Top of Records provided

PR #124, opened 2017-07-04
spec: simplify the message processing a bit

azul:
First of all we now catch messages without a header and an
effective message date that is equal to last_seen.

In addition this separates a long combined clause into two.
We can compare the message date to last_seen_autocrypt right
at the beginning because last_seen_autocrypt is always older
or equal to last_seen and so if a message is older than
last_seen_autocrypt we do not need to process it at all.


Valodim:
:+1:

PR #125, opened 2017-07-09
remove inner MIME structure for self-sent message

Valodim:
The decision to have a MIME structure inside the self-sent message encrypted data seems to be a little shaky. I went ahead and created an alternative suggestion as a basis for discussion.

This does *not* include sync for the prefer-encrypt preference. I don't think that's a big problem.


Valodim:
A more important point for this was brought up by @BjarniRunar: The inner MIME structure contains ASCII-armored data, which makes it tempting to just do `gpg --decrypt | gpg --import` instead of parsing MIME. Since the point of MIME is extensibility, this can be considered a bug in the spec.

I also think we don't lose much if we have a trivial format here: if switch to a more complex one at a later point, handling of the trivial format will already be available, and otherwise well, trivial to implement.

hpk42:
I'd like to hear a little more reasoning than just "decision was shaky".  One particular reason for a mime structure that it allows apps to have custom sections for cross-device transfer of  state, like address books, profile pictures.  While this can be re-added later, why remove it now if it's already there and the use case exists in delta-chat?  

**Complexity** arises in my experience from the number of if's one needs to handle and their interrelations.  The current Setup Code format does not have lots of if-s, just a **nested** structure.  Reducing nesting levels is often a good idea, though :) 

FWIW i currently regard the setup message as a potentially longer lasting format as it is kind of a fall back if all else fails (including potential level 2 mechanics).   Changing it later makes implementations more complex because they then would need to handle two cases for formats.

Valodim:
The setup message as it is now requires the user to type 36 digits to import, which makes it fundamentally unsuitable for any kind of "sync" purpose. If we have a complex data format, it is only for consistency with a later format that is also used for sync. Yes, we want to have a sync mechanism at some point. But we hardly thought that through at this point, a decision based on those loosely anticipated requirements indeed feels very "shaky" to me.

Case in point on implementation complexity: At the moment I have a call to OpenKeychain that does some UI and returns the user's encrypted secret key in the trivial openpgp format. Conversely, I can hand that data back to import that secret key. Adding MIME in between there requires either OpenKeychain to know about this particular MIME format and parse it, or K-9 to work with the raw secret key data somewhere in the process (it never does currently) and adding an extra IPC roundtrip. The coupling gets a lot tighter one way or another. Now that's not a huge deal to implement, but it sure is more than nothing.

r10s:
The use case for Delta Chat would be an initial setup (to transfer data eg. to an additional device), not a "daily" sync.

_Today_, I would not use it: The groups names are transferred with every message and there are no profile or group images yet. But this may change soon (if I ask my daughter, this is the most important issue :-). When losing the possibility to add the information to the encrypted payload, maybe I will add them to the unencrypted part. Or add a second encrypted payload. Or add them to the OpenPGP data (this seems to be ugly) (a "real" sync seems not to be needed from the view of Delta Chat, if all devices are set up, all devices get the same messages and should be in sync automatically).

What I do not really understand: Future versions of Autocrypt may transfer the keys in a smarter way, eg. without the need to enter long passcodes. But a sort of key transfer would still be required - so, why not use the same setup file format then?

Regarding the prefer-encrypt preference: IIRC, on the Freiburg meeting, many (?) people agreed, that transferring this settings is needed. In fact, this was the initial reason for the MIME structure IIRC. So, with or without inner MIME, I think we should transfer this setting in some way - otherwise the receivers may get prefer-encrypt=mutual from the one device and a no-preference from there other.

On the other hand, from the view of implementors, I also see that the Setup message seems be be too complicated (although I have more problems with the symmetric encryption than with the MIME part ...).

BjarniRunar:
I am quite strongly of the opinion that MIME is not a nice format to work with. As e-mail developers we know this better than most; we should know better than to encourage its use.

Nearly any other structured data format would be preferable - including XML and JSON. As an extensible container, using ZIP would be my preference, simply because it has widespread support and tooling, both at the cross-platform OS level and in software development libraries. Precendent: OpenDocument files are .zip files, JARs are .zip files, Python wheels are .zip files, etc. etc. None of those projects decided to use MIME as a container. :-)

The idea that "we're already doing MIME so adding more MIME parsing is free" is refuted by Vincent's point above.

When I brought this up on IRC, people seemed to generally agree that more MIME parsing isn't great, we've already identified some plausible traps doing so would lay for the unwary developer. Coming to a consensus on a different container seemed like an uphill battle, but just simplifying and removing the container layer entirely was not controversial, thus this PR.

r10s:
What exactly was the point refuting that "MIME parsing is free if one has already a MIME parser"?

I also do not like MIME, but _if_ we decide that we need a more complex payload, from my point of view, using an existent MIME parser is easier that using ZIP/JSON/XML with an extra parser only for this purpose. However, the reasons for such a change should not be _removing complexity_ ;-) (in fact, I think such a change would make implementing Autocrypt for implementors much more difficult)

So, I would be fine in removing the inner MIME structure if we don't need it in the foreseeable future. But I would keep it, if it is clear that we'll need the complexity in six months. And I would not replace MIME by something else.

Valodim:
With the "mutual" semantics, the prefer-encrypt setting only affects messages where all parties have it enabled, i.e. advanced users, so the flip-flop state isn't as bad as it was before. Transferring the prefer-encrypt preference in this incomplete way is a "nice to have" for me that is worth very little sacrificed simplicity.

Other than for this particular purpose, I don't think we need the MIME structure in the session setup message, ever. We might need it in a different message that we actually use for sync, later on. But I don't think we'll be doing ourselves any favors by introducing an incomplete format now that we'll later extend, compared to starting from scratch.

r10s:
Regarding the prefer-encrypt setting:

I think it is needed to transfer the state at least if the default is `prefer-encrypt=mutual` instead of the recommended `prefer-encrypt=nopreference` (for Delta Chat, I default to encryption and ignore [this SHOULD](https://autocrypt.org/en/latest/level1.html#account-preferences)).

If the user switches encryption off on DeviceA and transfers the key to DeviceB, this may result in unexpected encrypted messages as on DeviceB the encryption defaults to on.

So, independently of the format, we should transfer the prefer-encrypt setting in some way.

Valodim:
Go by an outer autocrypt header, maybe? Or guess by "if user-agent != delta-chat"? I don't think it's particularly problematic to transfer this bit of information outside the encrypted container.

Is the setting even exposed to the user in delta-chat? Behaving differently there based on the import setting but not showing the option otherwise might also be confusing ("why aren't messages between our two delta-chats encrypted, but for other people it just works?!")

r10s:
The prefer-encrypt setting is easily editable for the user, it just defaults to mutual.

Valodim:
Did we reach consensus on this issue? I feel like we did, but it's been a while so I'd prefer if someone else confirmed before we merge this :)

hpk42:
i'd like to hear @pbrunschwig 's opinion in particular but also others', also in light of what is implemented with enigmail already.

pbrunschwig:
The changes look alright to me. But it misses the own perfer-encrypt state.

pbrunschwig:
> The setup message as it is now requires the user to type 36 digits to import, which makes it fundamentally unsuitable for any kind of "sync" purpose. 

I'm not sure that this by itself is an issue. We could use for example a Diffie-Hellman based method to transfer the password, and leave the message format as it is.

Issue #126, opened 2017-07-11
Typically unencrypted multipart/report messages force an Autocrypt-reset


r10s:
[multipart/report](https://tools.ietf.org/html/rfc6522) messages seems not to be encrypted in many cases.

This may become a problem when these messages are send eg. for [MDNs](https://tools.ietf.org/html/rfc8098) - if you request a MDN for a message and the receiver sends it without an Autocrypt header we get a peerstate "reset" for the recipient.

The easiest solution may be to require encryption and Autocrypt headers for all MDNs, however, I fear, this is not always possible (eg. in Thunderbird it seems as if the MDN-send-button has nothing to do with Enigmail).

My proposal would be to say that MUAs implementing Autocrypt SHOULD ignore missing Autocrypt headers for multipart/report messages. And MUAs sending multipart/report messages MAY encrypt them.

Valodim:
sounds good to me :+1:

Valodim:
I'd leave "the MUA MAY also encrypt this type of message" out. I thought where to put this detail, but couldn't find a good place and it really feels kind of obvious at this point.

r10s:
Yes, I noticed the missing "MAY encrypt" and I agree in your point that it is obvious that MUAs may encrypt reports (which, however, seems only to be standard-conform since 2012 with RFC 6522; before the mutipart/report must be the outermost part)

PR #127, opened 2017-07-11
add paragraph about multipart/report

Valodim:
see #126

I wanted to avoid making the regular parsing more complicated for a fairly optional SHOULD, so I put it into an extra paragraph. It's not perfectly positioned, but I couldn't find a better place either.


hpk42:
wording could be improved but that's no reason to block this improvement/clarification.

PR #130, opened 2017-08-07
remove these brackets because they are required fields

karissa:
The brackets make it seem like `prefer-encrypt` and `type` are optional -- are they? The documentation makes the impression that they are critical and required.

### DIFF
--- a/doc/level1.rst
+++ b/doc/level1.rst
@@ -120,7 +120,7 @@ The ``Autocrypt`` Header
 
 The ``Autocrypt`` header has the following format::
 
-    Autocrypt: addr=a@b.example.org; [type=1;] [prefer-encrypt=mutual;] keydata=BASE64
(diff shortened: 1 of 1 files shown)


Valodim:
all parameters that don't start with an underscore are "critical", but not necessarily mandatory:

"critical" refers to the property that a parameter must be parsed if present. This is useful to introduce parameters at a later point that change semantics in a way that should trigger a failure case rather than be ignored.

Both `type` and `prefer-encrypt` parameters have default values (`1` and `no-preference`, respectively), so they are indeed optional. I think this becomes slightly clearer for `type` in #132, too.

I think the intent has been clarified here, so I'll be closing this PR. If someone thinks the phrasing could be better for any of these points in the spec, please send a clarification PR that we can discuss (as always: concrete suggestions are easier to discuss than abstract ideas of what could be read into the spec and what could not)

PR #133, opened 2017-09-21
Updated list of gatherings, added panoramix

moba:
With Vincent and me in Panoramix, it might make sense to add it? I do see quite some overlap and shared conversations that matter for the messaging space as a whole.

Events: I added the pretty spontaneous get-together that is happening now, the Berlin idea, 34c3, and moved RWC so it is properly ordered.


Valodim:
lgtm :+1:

Bottom of Records provided

Only lines that hold the string "parameters" belong in the answer, so copy every one of them from the records.

all parameters that don't start with an underscore are "critical", but not necessarily mandatory:
"critical" refers to the property that a parameter must be parsed if present. This is useful to introduce parameters at a later point that change semantics in a way that should trigger a failure case rather than be ignored.
Both `type` and `prefer-encrypt` parameters have default values (`1` and `no-preference`, respectively), so they are indeed optional. I think this becomes slightly clearer for `type` in #132, too.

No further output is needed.